HOME/Articles/

2017-5-16 从字典中提取子集

Article Outline

需求

给你一个条件,从已给字典中构造一个符合条件的新字典,为原字典的子集。

解决方案

使用字典推导式:

prices = {
    'ACME': 45.23,
    'AAPL': 612.78,
    'IBM': 205.55,
    'HPQ': 37.20,
    'FB': 10.75
}
# Make a dictionary of all prices over 200
p1 = {key: value for key, value in prices.items() if value > 200}
# Make a dictionary of tech stocks
tech_names = {'AAPL', 'IBM', 'HPQ', 'MSFT'}
p2 = {key: value for key, value in prices.items() if key in tech_names}

<!--more-->

案例

# 需求:输出phone_bill中每月不为'0.00'的项目
"phone_bill" : [
        {
            "bill_zengzhifei" : "0.00",
            "bill_qita" : "0.00",
            "bill_package" : "46.00",
            "bill_ext_sms" : "0.20",
            "bill_daishoufei" : "0.00",
            "bill_ext_data" : "0.00",
            "bill_ext_calls" : "0.00"
        },
        {
            "bill_zengzhifei" : "0.00",
            "bill_qita" : "0.00",
            "bill_package" : "46.00",
            "bill_ext_sms" : "0.60",
            "bill_daishoufei" : "0.00",
            "bill_ext_data" : "15.62",
            "bill_ext_calls" : "4.18"
        },
        {
            "bill_zengzhifei" : "0.00",
            "bill_qita" : "0.00",
            "bill_package" : "56.00",
            "bill_ext_sms" : "0.30",
            "bill_daishoufei" : "0.00",
            "bill_ext_data" : "9.36",
            "bill_ext_calls" : "7.03"
        },
        {
            "bill_zengzhifei" : "0.00",
            "bill_qita" : "0.00",
            "bill_package" : "46.00",
            "bill_ext_sms" : "0.30",
            "bill_daishoufei" : "0.00",
            "bill_ext_data" : "0.00",
            "bill_ext_calls" : "0.00"
        },
        {
            "bill_zengzhifei" : "0.00",
            "bill_qita" : "0.00",
            "bill_package" : "10.58",
            "bill_ext_sms" : "0.00",
            "bill_daishoufei" : "0.00",
            "bill_ext_data" : "0.00",
            "bill_ext_calls" : "0.00"
        }
    ]

# 处理逻辑
for cursor in xrange(0,5):
     phone_bill_tmp = {key: value[:-1] for key, value in phone_bill[cursor].items() if value not in ['','0.00']}
     phone_bill.append(phone_bill_tmp)

# 结果
"phone_bill" : [
        {
            "bill_package" : "46.0",
            "bill_ext_sms" : "0.2"
        },
        {
            "bill_package" : "46.0",
            "bill_ext_sms" : "0.6",
            "bill_ext_data" : "15.6",
            "bill_ext_calls" : "4.1"
        },
        {
            "bill_package" : "56.0",
            "bill_ext_sms" : "0.3",
            "bill_ext_data" : "9.3",
            "bill_ext_calls" : "7.0"
        },
        {
            "bill_package" : "46.0",
            "bill_ext_sms" : "0.3"
        },
        {
            "bill_package" : "10.5"
        }
    ]

思考

大多数情况下字典推导能做到的,通过创建一个元组序列然后把它传给 dict() 函数也能实现。比如:

p1 = dict((key, value) for key, value in prices.items() if value > 200)

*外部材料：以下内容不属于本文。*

Issue #1892, opened 2026-07-31
Normalize "source"/"path" record field, containing path of the file (or registry key) used to generate a specific record.


william-billaud:
Currently source/path record fields does not have the same meaning depending on the plugin.

Some plugins define a "source" fields, some other a "path" field and some other define a custom field name, such as : https://github.com/fox-it/dissect.target/blob/bbd7fae8ce1830a252e33842dc03583da22c112e/dissect/target/plugins/os/windows/defender/mplog.py#L11 
Sometime path also refer to a field referenced in a log entry (e.g path to a malicious file in av logs) :

https://github.com/fox-it/dissect.target/blob/bbd7fae8ce1830a252e33842dc03583da22c112e/dissect/target/plugins/apps/av/sophos.py#L131

Depending on plugin, "source' field can be typed as a string or a path, resolved or not, using unix of Windows style (some time no consistent inside the same plugin) :  

* https://github.com/fox-it/dissect.target/blob/bbd7fae8ce1830a252e33842dc03583da22c112e/tests/plugins/os/windows/log/test_evtx.py#L143
* https://github.com/fox-it/dissect.target/blob/bbd7fae8ce1830a252e33842dc03583da22c112e/tests/plugins/os/windows/test_search.py#L64
* https://github.com/fox-it/dissect.target/blob/bbd7fae8ce1830a252e33842dc03583da22c112e/tests/plugins/apps/remoteaccess/test_rustdesk.py#L48
* https://github.com/fox-it/dissect.target/blob/bbd7fae8ce1830a252e33842dc03583da22c112e/tests/plugins/apps/remoteaccess/test_rustdesk.py#L29

Furthermore, some time, such a for the unix network plugin, source can refer to a path (such as `"/var/lib/NetworkManager/internal-d6b936ad-d73f-4898-a826-edbb61d6155a-eth0.lease"` or a string indicating that this was found in syslog files (but not the path of the syslog path)

It would be easier if the field was normalized, as it's valuable during analysis to know from which file / part of byte a record was generated (without looking inside plugin code):

My suggestion is the following

* `source` (or renamed to `source_path`): resolved path of the (main) file used to generated the record  : 
  * For windows systems in format "c:\xx\xx", for unix in format '/path/to/file.txt' 
  * For registry key : path to the registry hive.
* `source_registry_key`: abbreviated name of the registry key - if available - e.g. HKLM\\SOFTWARE\\Foo\\Bar.
[...]

Issue #1006, opened 2025-01-27
Refactor Windows Prefetch plugin


Horofic:
Issue #994 revealed that not all Windows Prefetch versions where included in the `prefetch` plugin. This was implemented in #1005, but revealed that the `prefetch` plugin is in need of a refactor.

PR #1895, opened 2026-07-31
Add source field to record of 9 plugins

william-billaud:
# Add source field to record of 7 plugin

Some plugins records does not define the source field, and does not allows to quickly identified from which file an record was generated. This PR add this missing field to 7 plugins

## Proposed Changes

Add "source" field to records of 9 plugins + associated tests: 
* apps/av/mcafee
* apps/av/sophos
* os/unix/log/atop
* os/windows/defender
* os/windows/log/agentexecutor
* os/windows/log/intunemanagementextension
* os/windows/sru
* os/windows/ad/ntds
* os/windows/prefetch

Add a test to ensure every plugins records define the `source` field. As there is already some backlogs (81 without path or source, not an issue for all), the test fail if the number of records type without 'source' or  `path` defined change.

Add a sample to test the prefetch plugin with a real file. Plugin seems to have an issue and does not properly identify run counts, but I let it for #1006.

## Checklist

- [ ] Related to #1892 , but does not fully complete the issue. If there is some value to continue the work, it will be done in new P.R.


dissect/target/plugins/os/windows/defender/mplog.py
```diff
@@ -8,7 +8,7 @@
     "windows/defender/mplog/processimage",
     [
         ("datetime", "ts"),
-        ("path", "source_log"),
+        ("path", "source"),
```
Schamper: Can you move the fields here to the bottom?

Schamper (changes requested):

dissect/target/plugins/os/windows/defender/mplog.py
william-billaud: Done

Schamper (approved):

但是,字典推导方式表意更清晰,并且实际上也会运行的更快些 (在这个p1中,实际测试几乎比 dcit() 函数方式快整整一倍)。

有时候完成同一件事会有多种方式。比如,p2程序也可以像这样重写:

# Make a dictionary of tech stocks
tech_names = { 'AAPL', 'IBM', 'HPQ', 'MSFT' }
p2 = { key:prices[key] for key in prices.keys() & tech_names }

但是,运行时间测试结果显示这种方案大概比第一种方案慢1.6倍。

所以,完成一个需求,方案并不是唯一的,也并没有最完美的,只有更好的解决方案,如果对程序运行性能要求比较高的话,这就需要花点时间去做计时测试了。